There is one span to output from the data below: the lines starting at the line with "at 600/12000 honored." and ending at the line with "### Expected Blizzlike Behaviour". Output it exactly, ends included, nothing more.

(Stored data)
━━━━━━━━━━
Issue #7552, opened 2021-08-25
Quest "Gaining Acceptance" Missing Reputation Limit


Azcobu:
### What client do you play on?

enUS

### Faction

- [X] Alliance
- [X] Horde

### Content Phase:

- [ ] Generic
- [ ] 1-19
- [ ] 20-29
- [ ] 30-39
- [X] 40-49
- [X] 50-59

### Current Behaviour
Original report: https://github.com/chromiecraft/chromiecraft/issues/1503

The repeatable quest "Gaining Acceptance" is available at 600/12000 honored.
![image](https://user-images.githubusercontent.com/22718174/130338819-9583ff8f-75bd-4828-b8a2-cb5d6b6264f9.png)

Tester: confirmed. checking the quest (ID 13662) shows no upper limit set for RequiredMaxRepValue, which means it can be taken forever. Also tested this in game:

Exalted rep and still able to accept:
![WoWScrnShot_082521_214950](https://user-images.githubusercontent.com/81782124/130789699-16566875-8c15-4815-8ae7-1226e6d95e3e.jpg)

### Expected Blizzlike Behaviour

The repeatable quest "Gaining Acceptance" should no longer be available once the player has hit 0/12000 honored.

### Source

https://wowpedia.fandom.com/wiki/Thorium_Brotherhood?oldid=2592601
It guides the player to get as far as they can into Honored (600/12000) only with Dark Iron Residue by going all the way up to 5975/6000 friendly with a combinaison of "Gaining Acceptance" and "Gaining Even More Acceptance".

Once Honored, it suggest to do a few quests (but the links are broken) since you would normally no longer be able to hand over Dark Iron Residue for some reputation.

https://classic.wowhead.com/quest=7737/gaining-acceptance
Classic WoWHead comments also suggest once at honored to hand-in materials that are far more complicated to obtain in order to progress.

@gadaotada adds more info:

Yep I can confirm this is a bug as of WOTLK 3.3.5a patch. Here is some examples of it
1. Using this wotlk db u can find this https://wotlkdb.com/?faction=59 read up the guide
2. https://wowwiki-archive.fandom.com/wiki/Quest:Gaining_Acceptance a bit old stuff now
3. https://www.wowhead.com/news/the-exalted-an-overview-of-all-reputations-192128#reputation-classic check the comments on the reputation
[...]

PR #7563, opened 2021-08-26
fix(DB/Quest): "Gaining Acceptance" Reputation limit

iraizo:
## Changes Proposed:
-  Change `Req.MaxRepValue` to 6000 instead of 0

## Issues Addressed:

- Closes https://github.com/azerothcore/azerothcore-wotlk/issues/7552
- closes https://github.com/chromiecraft/chromiecraft/issues/1503

## Tests Performed:

- None

## How to Test the Changes:

Look at https://github.com/azerothcore/azerothcore-wotlk/issues/7552

### DIFF
--- a/data/sql/updates/pending_db_world/rev_1629974973789158607.sql
+++ b/data/sql/updates/pending_db_world/rev_1629974973789158607.sql
@@ -1,3 +1,3 @@
 INSERT INTO `version_db_world` (`sql_rev`) VALUES ('1629974973789158607');
 
-UPDATE `quest_template_addon` SET `RequiredMaxRepValue` = 6000 WHERE (`ID` = 13662);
━━━━━━━━━━
Answer box:
The repeatable quest "Gaining Acceptance" is available at 600/12000 honored.
![image](https://user-images.githubusercontent.com/22718174/130338819-9583ff8f-75bd-4828-b8a2-cb5d6b6264f9.png)

Tester: confirmed. checking the quest (ID 13662) shows no upper limit set for RequiredMaxRepValue, which means it can be taken forever. Also tested this in game:

Exalted rep and still able to accept:
![WoWScrnShot_082521_214950](https://user-images.githubusercontent.com/81782124/130789699-16566875-8c15-4815-8ae7-1226e6d95e3e.jpg)

### Expected Blizzlike Behaviour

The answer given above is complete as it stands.